Senior party figures think cost of living increases next spring, if combined with poor local election results in May, will doom the PM
Rapidly rising prices and tax increases in the spring, followed by a drubbing for the Tories in May’s local elections, will mark the beginning of the end of
Boris Johnson’s premiership, senior Conservative MPs now believe.
After
Johnson suffered a massive rebellion by his backbenchers over
Covid rules in the Commons on Tuesday and a humiliating byelection loss to the Liberal Democrats in the previously safe Conservative seat of North Shropshire two days later, the prime minister is being told he has only three to four months to turn things around or risk being ousted.
The news of Brexit minister Lord Frost’s shock resignation from the cabinet, which broke late on Saturday night, has not helped matters.
While MPs from all wings of the party agree that with the Omicron variant spreading like wildfire, now is not the time to strike, many are beginning to fear for their own seats at the next general election, and say May will be the decisive moment. Frustration is deep and anger is running high, but MPs say they must hold off for the time being.
One former minister said: “If there was not a pandemic I would be writing and signing my letter now and sending it off to Graham Brady [chair of the 1922 Committee of Conservative backbenchers] to trigger a leadership contest. And I think most of us would do the same.”

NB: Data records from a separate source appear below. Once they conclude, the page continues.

PR #194, opened 2021-09-09
Added a flag in FastDatumReader/FastDatumWriter to indicate whether fast class is being used or not

gaojieliu:


gaojieliu:
cc @radai-rosenblatt

radai-rosenblatt (approved):

PR #201, opened 2021-09-24
preserve root cause of SpecificCompiler instantiation failure, also avro 1.10.2

### LINKED ISSUE #197: print _root_ cause exception when avro compiler not found on classpath
sometimes its due to something _else_ (not avro-compiler jar) being excluded from dependencies.

radai-rosenblatt:
resolves #197


FelixGV (approved):
LGTM!

PR #205, opened 2021-10-01
fix detection of exact avro 1.7 version under classpaths with multiple avro jars

### LINKED ISSUE #203: Don't use the existence of one class to infer things about OTHER classes.
In Avro17Utils.java, we check for the existence of `org.apache.avro.JsonProperties` to see if our runtime Avro is v1.7.3 or later. Assuming that's true, we proceed to operate on the `Schema.Field` that we are given, expecting that the Field is a subclass of JsonProperties.

But that can throw an exception if an older version of Avro is earlier on the classpath, and Avro 1.7.3+ is merely present later on the classpath. I.e., Schema.Field comes from Avro 1.7.2 or earlier, and thus does *not* extend JsonProperties. But the class loader will find JsonProperties, since it does exist on the classpath.

Here's an example of the exception that's thrown:
```
Exception in thread "main" java.lang.IllegalStateException: java.lang.IllegalArgumentException: object is not an instance of declaring class
	at com.linkedin.avroutil1.compatibility.avro17.Avro17Utils.getJsonProp(Avro17Utils.java:80)
	at com.linkedin.avroutil1.compatibility.avro17.Avro17Adapter.getFieldPropAsJsonString(Avro17Adapter.java:361)
	at com.linkedin.avroutil1.compatibility.AvroCompatibilityHelper.getFieldPropAsJsonString(AvroCompatibilityHelper.java:728)
	at com.linkedin.avroutil1.compatibility.AvroCompatibilityHelper.getFieldPropAsJsonString(AvroCompatibilityHelper.java:713)
	...
```

This is not an uncommon scenario. In our company's codebase, we do often see classpaths where multiple versions of Avro are present.

There may be other instances of such incorrect determination, elsewhere in the compat helper codebase. I'll update this bug as I find them.

radai-rosenblatt:
resolves #203

### DIFF
--- a/helper/impls/helper-impl-17/src/main/java/com/linkedin/avroutil1/compatibility/avro17/Avro17Utils.java
+++ b/helper/impls/helper-impl-17/src/main/java/com/linkedin/avroutil1/compatibility/avro17/Avro17Utils.java
@@ -36,13 +36,19 @@ public class Avro17Utils {
     }
 
     static boolean isIsAtLeast173() {
-        try {
-            //this class was created as part of AVRO-1157 for 1.7.3
-            Class.forName("org.apache.avro.JsonProperties");
+        //class org.apache.avro.JsonProperties was created as part of AVRO-1157 for 1.7.3
+        //however, if we naively just test for its existence we risk finding it in some extra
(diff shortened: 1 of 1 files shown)


srramach (approved):
LGTM

PR #214, opened 2021-10-03
parse logical types and string representation

radai-rosenblatt:
"negative" test cases will be in a follow-up PR

### DIFF
--- a/parser/src/main/java/com/linkedin/avroutil1/model/AvroPrimitiveSchema.java
+++ b/parser/src/main/java/com/linkedin/avroutil1/model/AvroPrimitiveSchema.java
@@ -11,13 +11,30 @@ package com.linkedin.avroutil1.model;
  */
 public class AvroPrimitiveSchema extends AvroSchema {
     private final AvroType type;
+    private final AvroLogicalType logicalType;
+    private final AvroJavaStringRepresentation javaStringRepresentation; //only valid for string schemas
 
-    public AvroPrimitiveSchema(CodeLocation codeLocation, AvroType type) {
+    public AvroPrimitiveSchema(
+            CodeLocation codeLocation,
+            AvroType type,
+            AvroLogicalType logicalType,
+            AvroJavaStringRepresentation javaStringRepresentation
+    ) {
         super(codeLocation);
         if (!type.isPrimitive()) {
             throw new IllegalArgumentException(type + " is not a primitive type");
         }
+        if (logicalType != null && !logicalType.getParentTypes().contains(type)) {
+            throw new IllegalArgumentException(type() + " at " + codeLocation + " cannot have a logical type of "
+                    + logicalType + " (which can only be a logical type of " + logicalType.getParentTypes() + ")");
+        }
+        if (javaStringRepresentation != null && !AvroType.STRING.equals(type)) {
+            throw new IllegalArgumentException("cant set a javaStringRepresentation (" + javaStringRepresentation
+                    + ") for type " + type + " as it is not a string");
+        }
         this.type = type;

Another former minister said that while MPs were agreed that
Johnson should be given time to recover ground in the new year, after a disastrous period in which sleaze and scandals of rule-busting No 10 parties have dominated headlines – few had any confidence that he would change.
The former minister said: “Boris isn’t willing to bring in new people, he isn’t willing to re-engage with the parliamentary party, he isn’t willing to do the hard graft, he isn’t willing to do the detail.

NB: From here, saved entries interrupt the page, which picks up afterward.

PR #224, opened 2021-10-12
create value object only when cache does not have the key-value pair

yuzheng21:
putIfAbsent will always evaluate the parameter
use computeIfAbsent instead

### DIFF
--- a/avro-fastserde/src/main/java/com/linkedin/avro/fastserde/FastSerdeCache.java
+++ b/avro-fastserde/src/main/java/com/linkedin/avro/fastserde/FastSerdeCache.java
@@ -362,7 +362,7 @@ public final class FastSerdeCache {
       LOGGER.warn("Deserializer class instantiation exception", e);
     }
 
-    return new FastDeserializer<>() {
+    return new FastDeserializer<Object>() {
       private DatumReader datumReader = new SpecificDatumReader<>(writerSchema, readerSchema);
 
       @Override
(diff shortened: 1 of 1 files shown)


radai-rosenblatt (approved):

avro-fastserde/src/main/java/com/linkedin/avro/fastserde/FastSerdeCache.java
```diff
@@ -206,14 +207,17 @@ public static boolean isSupportedForFastSerializer(Schema.Type schemaType) {
     FastDeserializer<?> deserializer = fastSpecificRecordDeserializersCache.get(schemaKey);
 
     if (deserializer == null) {
-      deserializer = fastSpecificRecordDeserializersCache.putIfAbsent(schemaKey,
-          new FastDeserializerWithAvroSpecificImpl<>(writerSchema, readerSchema));
-      if (deserializer == null) {
-        deserializer = fastSpecificRecordDeserializersCache.get(schemaKey);
+      AtomicBoolean status = new AtomicBoolean(false);
+      deserializer = fastSpecificRecordDeserializersCache.computeIfAbsent(
+          schemaKey,
```
gaojieliu, line 212: This seems too complicate.
Shall we just move the following logic into the `computeIfAbsent`?
```
CompletableFuture.supplyAsync(() -> buildSpecificDeserializer(writerSchema, readerSchema), executor)
            .thenAccept(d -> fastSpecificRecordDeserializersCache.put(schemaKey, d));
```

yuzheng21: `d -> fastSpecificRecordDeserializersCache.put(schemaKey, d)` is inside computeIfAbsent, this update will fail due to nested update not allowed exception.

“Everybody is saying: ‘Let’s go through the process of giving him the opportunity to change’, but we all know where this is going and it is not pleasant. We are heading towards a leadership challenge. The next yardstick is the local elections.”
Martin Vickers, a
Johnson loyalist and member of the 1922 Committee executive, said he was “confident” that the PM could reassert the strong leadership he showed before the 2016 Brexit referendum and 2019 election, but added: “He has got to do that straight away and avoid the drift of the last few weeks.”
Charles Walker, a former vice-chair of the 1922 committee executive, said it would be “unconscionable” to try to get rid of
Johnson in the next few weeks, but warned of tough times ahead as the cost of living increases.

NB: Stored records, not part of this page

Issue #222, opened 2021-10-07
Fast-avro should support enum default value with avro-1.9+


gaojieliu:
Right now, Fast-avro is not respecting the enum default value for all avro versions, which is not right.
This issue is used to track the enum default value support for avro-1.9+.

gaojieliu:
cc @yuzheng21

FelixGV:
I was thinking about that as well... maybe we ought to be have the 1.9 behavior across all versions. The only catch is that there is a warm up phase, and until it's complete, we call regular (well, mostly regular) Avro instead... so that means there could be brief periods of time where the pre-1.9 behavior shows up, which is less than ideal.

radai-rosenblatt:
if i had to guess i'd say 99% of users would be fine with blocking until a codec class is ready. maybe we could also change behaviour there (make use-vanilla-until-warmup an opt-in)

PR #225, opened 2021-10-13
add enum default support at fast-serdese

yuzheng21:
add enum default support at fast-serdese

https://github.com/linkedin/avro-util/issues/222

### DIFF
--- a/avro-fastserde/src/main/java/com/linkedin/avro/fastserde/backport/ResolvingGrammarGenerator.java
+++ b/avro-fastserde/src/main/java/com/linkedin/avro/fastserde/backport/ResolvingGrammarGenerator.java
@@ -17,6 +17,7 @@
  */
 package com.linkedin.avro.fastserde.backport;
 
+import com.linkedin.avro.fastserde.Utils;
 import com.linkedin.avroutil1.compatibility.AvroCompatibilityHelper;
 import java.io.ByteArrayOutputStream;
 import java.io.IOException;
@@ -48,7 +49,7 @@ public class ResolvingGrammarGenerator extends ValidatingGrammarGenerator {
    */
   public final Symbol generate(Schema writer, Schema reader)
     throws IOException {
-    return Symbol.root(generate(writer, reader, new HashMap<LitS, Symbol>()));
+    return Symbol.root(generate(writer, reader, new HashMap<>()));
   }
 
   /**
@@ -56,7 +57,7 @@ public class ResolvingGrammarGenerator extends ValidatingGrammarGenerator {
    * reader and returns the start symbol for the grammar generated.
    * If there is already a symbol in the map seen for resolving the
    * two schemas, then that symbol is returned. Otherwise a new symbol is
-   * generated and returnd.
+   * generated and returned.
    * @param writer    The schema used by the writer
    * @param reader    The schema used by the reader
    * @param seen      The &lt;reader-schema, writer-schema&gt; to symbol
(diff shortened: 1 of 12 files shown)


avro-fastserde/src/main/java/com/linkedin/avro/fastserde/backport/ResolvingGrammarGenerator.java
```diff
@@ -448,6 +451,16 @@ private static Symbol mkEnumAdjust(List<String> wsymbols,
     return Symbol.enumAdjustAction(rsymbols.size(), adjustments);
   }
 
+  private static Symbol mkEnumAdjustWithDefault(Schema writer, Schema reader) {
+    Resolver.EnumAdjust e = (Resolver.EnumAdjust) Resolver.EnumAdjust.resolve(writer, reader, GenericData.get());
```
gaojieliu, line 455: Instead of backporting Resolver from avro-1.9, can we add this method to AvroCompatiblityHelper, which should be already adopting the version-specific logic for each Avro version?

@radai-rosenblatt Could you share your opinion on this as well?

avro-fastserde/src/main/java/com/linkedin/avro/fastserde/backport/ResolvingGrammarGenerator.java
```diff
@@ -448,6 +451,16 @@ private static Symbol mkEnumAdjust(List<String> wsymbols,
...
+    Object[] adjs = new Object[e.adjustments.length];
+    for (int i = 0; i < adjs.length; i++) {
+      adjs[i] = (0 <= e.adjustments[i] ? new Integer(e.adjustments[i])
```
gaojieliu, line 458: It is a little weird to write this way, so can you modify it to be `e.adjustments[i] >= 0` instead?

avro-fastserde/src/main/java/com/linkedin/avro/fastserde/backport/Symbol.java
```diff
@@ -481,10 +481,20 @@ public static EnumAdjustAction enumAdjustAction(int rsymCount, Object[] adj) {
...
+    public final boolean noAdjustments;
     public final Object[] adjustments;
+
     @Deprecated public EnumAdjustAction(int rsymCount, Object[] adjustments) {
       super(rsymCount);
       this.adjustments = adjustments;
+      boolean noAdj = true;
+      if (adjustments != null) {
+        int count = Math.min(rsymCount, adjustments.length);
+        noAdj = (adjustments.length <= rsymCount);
```
gaojieliu, line 493: Why not use `>=` here to make it more readable?

gaojieliu: Also can you leave some comments on these new logics?

avro-fastserde/src/main/java/com/linkedin/avro/fastserde/backport/ResolvingGrammarGenerator.java
yuzheng21: I just copied the logic from Avro

avro-fastserde/src/main/java/com/linkedin/avro/fastserde/backport/Symbol.java
yuzheng21: Same here, I just copied this from avro Symbol class

avro-fastserde/src/main/java/com/linkedin/avro/fastserde/backport/ResolvingGrammarGenerator.java
radai-rosenblatt: this API is used internally at linkedin. im ok with adding a bollean flag to the newCachedResolvingDecoder() method to control support for default enum values (which we could honor under any avro version)

avro-fastserde/src/main/java/com/linkedin/avro/fastserde/backport/ResolvingGrammarGenerator.java
```diff
@@ -448,6 +451,16 @@ private static Symbol mkEnumAdjust(List<String> wsymbols,
...
+          : "No match for " + e.writer.getEnumSymbols().get(i));
```
radai-rosenblatt, line 459: this error msg could be a lot more useful: "reader schema {name} has no match for writer schema enum symbol XXX (value YYY)"

yuzheng21: From my understanding, this is not an error message.
Vanilla Avro sets the same enum symbol for unknown values
"
No match for ${enum value}
"

helper/helper-common/src/main/java/com/linkedin/avroutil1/compatibility/AvroAdapter.java
```diff
@@ -114,6 +116,17 @@ default FieldBuilder newFieldBuilder(String name) {
...
 
+  default String getEnumDefault(Schema s) {
+    throw new AvroTypeException("enum default is not supported in " + supportedMajorVersion().toString());
+  }
+
+  default Schema newEnumSchema(String name, String doc, String namespace, List<String> values, String enumDefault) {
+    if (enumDefault != null) {
+      throw new AvroTypeException("enum default is not supported in " + supportedMajorVersion().toString());
+    }
+    return Schema.createEnum(name, doc, namespace, values);
```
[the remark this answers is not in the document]
yuzheng21: here is to check if the enum default feature is supported by the underlying avro schema.
For example, for avro < 1.9, the adapter should throw such exception if the user tries to create a enumSchema with a non-null enumDefault.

“The next six months are going to be extremely challenging for a variety of reasons, but mainly Omicron and the impact that yet another iteration of this virus will have on already fractured supply chains and the cost of living,” he said.
“The Conservative party is not in a position to have a leadership contest in these circumstances. It is just not conscionable. Having said that it is clear that over the next three months we cannot have a rerun of the past three months.”
Tory grandee Sir Roger Gale last week became the first Conservative to say he had sent his letter to Brady. Under party rules, if the committee chairman receives 54 letters in favour of a vote of no confidence in
Johnson, he will be required to stage one.
If UK voters now begin to blame the government for rising prices, Tories fear a change at the top could be their only hope.
Next spring the government will come under pressure from a combination of tax increases and rising prices that will eat further into living standards.
In April, the energy regulator Ofgem is expected to allow a significant rise in the gas price cap that protects millions of households from volatile wholesale prices. Several high-profile gas suppliers have gone bust in recent months after they were unable to stem losses from supplying households with energy at below market prices.
In the last year gas prices on international markets have risen threefold. While the cap will continue to operate, the regulator is expected to judge that suppliers should be allowed to increase prices significantly.
Ministers agreed last week that rail fares would rise by 3.8% in March, despite warnings from several backbench Tory MPs that only a freeze on fares would encourage passengers to return to rail travel following an exodus triggered by
Covid-19.
At the budget in October the chancellor, Rishi Sunak, said a 1.5 percentage point increase in national insurance contributions would take effect in April 2022, costing someone earning £20,000 an extra £120 a year.
The rise in national insurance will go to fund the health service and social care, but councils must wait until 2023 before any of the extra income is diverted from health budgets to social care funding.
Meanwhile Angela Rayner, Labour’s deputy leader and shadow chancellor of the Duchy of Lancaster, called on the prime minister to publish the terms of reference that have been given to the senior civil servant Sue Gray, following her appointment to oversee inquiries into social gatherings in Downing Street and other government properties over Christmas last year.
Gray was appointed after cabinet secretary Simon Case stepped aside, after it was revealed a party was held in his own offices in Downing Street last December.
Rayner said: “The public must be assured this is a genuine, new and empowered investigation that will get to the bottom of any misconduct by ministers and their advisers, publish its findings in full and hand evidence to the police.
“There are still too many questions unanswered about this murky affair and the prime minister should come clean right now.”